** Chi-square Test of Independence **

How to test the independence of two categorical variables? It will be done using the Chi-square test of independence.

As will all prior statistical tests we need to define null and alternative hypotheses.
The null hypothesis is what is assumed to be true until we have evidence to go against it.

Here we are interested in researching if two categorical variables are related or associated (i.e. dependent).  Therefore, until we have evidence to suggest that they are we must assume that they are not.  This is the motivation behind the hypothesis for the Chi-square Test of Independence:

H0: In the population, the two categorical variables are independent.
Ha: In the population, two categorical variables are dependent.

Once we have gathered our data we summarize the data in the two-way contingency table.  

This table represents the observed counts and is called the Observed Counts Table or simply the Observed Table. 

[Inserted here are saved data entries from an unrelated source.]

PR #4199, opened 2016-02-29
[ticket/12684] Add console command user:add

VSEphpbb:
This replaces https://github.com/phpbb/phpbb/pull/2585

https://tracker.phpbb.com/browse/PHPBB3-12684
PHPBB3-12684

### DIFF
--- a/phpBB/language/en/cli.php
+++ b/phpBB/language/en/cli.php
@@ -82,6 +82,11 @@ $lang = array_merge($lang, array(
 	'CLI_DESCRIPTION_THUMBNAIL_GENERATE'	=> 'Generate all missing thumbnails.',
 	'CLI_DESCRIPTION_THUMBNAIL_RECREATE'	=> 'Recreate all thumbnails.',
 
+	'CLI_DESCRIPTION_USER_ADD'					=> 'Add a new user',
+	'CLI_DESCRIPTION_USER_ADD_OPTION_USERNAME'	=> 'Username of the new user',
+	'CLI_DESCRIPTION_USER_ADD_OPTION_PASSWORD'	=> 'Password of the new user',
+	'CLI_DESCRIPTION_USER_ADD_OPTION_EMAIL'		=> 'E-mail address of the new user',
+
 	'CLI_EXTENSION_DISABLE_FAILURE'		=> 'Could not disable extension %s',
 	'CLI_EXTENSION_DISABLE_SUCCESS'		=> 'Successfully disabled extension %s',
 	'CLI_EXTENSION_ENABLE_FAILURE'		=> 'Could not enable extension %s',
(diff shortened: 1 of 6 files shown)


phpBB/phpbb/console/command/user/add.php
```diff
@@ -0,0 +1,311 @@
...
+			'group_id'      => $group_id,
+			'user_timezone' => $this->config['board_timezone'],
+			'user_lang'     => $this->config['default_lang'],
+			'user_type'     => USER_NORMAL,
+			'user_regdate'  => time(),
+		);
+
+		$user_id = (int) user_add($user_row);
+
+		if ($input->getOption('send-email') && $this->config['email_enable'])
```
marc1706: Shouldn't you also check if user_add() actually returns a user id? Just to be safe that there was no error while adding the user to the database.

phpBB/language/en/cli.php
```diff
@@ -82,6 +82,12 @@
 	'CLI_DESCRIPTION_THUMBNAIL_GENERATE'	=> 'Generate all missing thumbnails.',
 	'CLI_DESCRIPTION_THUMBNAIL_RECREATE'	=> 'Recreate all thumbnails.',
 
+	'CLI_DESCRIPTION_USER_ADD'					=> 'Add a new user.',
+	'CLI_DESCRIPTION_USER_ADD_OPTION_USERNAME'	=> 'Username of the new user',
+	'CLI_DESCRIPTION_USER_ADD_OPTION_PASSWORD'	=> 'Password of the new user',
+	'CLI_DESCRIPTION_USER_ADD_OPTION_EMAIL'		=> 'E-mail address of the new user',
+	'CLI_DESCRIPTION_USER_ADD_OPTION_NOTIFY'	=> 'Send account activation email to the new user',
```
marc1706: Should probably add that it does not send the mail by default.

VSEphpbb: Hmm, well it is under options, so isn't it kinda given that you need to specify this option to send them?

VSEphpbb: @marc1706 see new extended help message below for this.

marc1706: The CLI does show each option with a help message right next to it. I think people will look directly at those infos before reading a longer text. Therefore I'd recommend stating this here, too. This is also in line with the man pages for most executables on linux.

phpBB/phpbb/console/command/user/add.php
```diff
@@ -0,0 +1,318 @@
...
+			$question->setMaxAttempts(5);
+
+			$data['new_password'] = $helper->ask($input, $output, $question);
+		}
+
+		if (!$data['email'])
+		{
+			$question = new Question($this->ask_user('EMAIL_ADDRESS'));
+			$data['email'] = $helper->ask($input, $output, $question);
+		}
```
Nicofuma: you should move this whole block (from line 130) to the method 

```
	protected function interact(InputInterface $input, OutputInterface $output)
	{
	}
```

And you should also mark the email as required I think

VSEphpbb: Currently the email is just an option so you add it to the command if you want to send the email. It sounds like what you're asking for would only make sense if the email option is interactive, which currently is not  but it Can be if you prefer.

Nicofuma: nevermind for the email part. I was talking about email which is already required

VSEphpbb:
Updated

VSEphpbb:
I have a bunch of other user commands to add in a separate PR after this one is merged.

That is, under the null hypothesis that the two variables are independent, what would we expect to find in our data if the two variables (e.g. Party Affiliation and Opinion) were not related?  
We need to find what is called the Expected Counts Table or simply the Expected Table.  
This table displays what the counts would be for our sample data if there were no association between the variables.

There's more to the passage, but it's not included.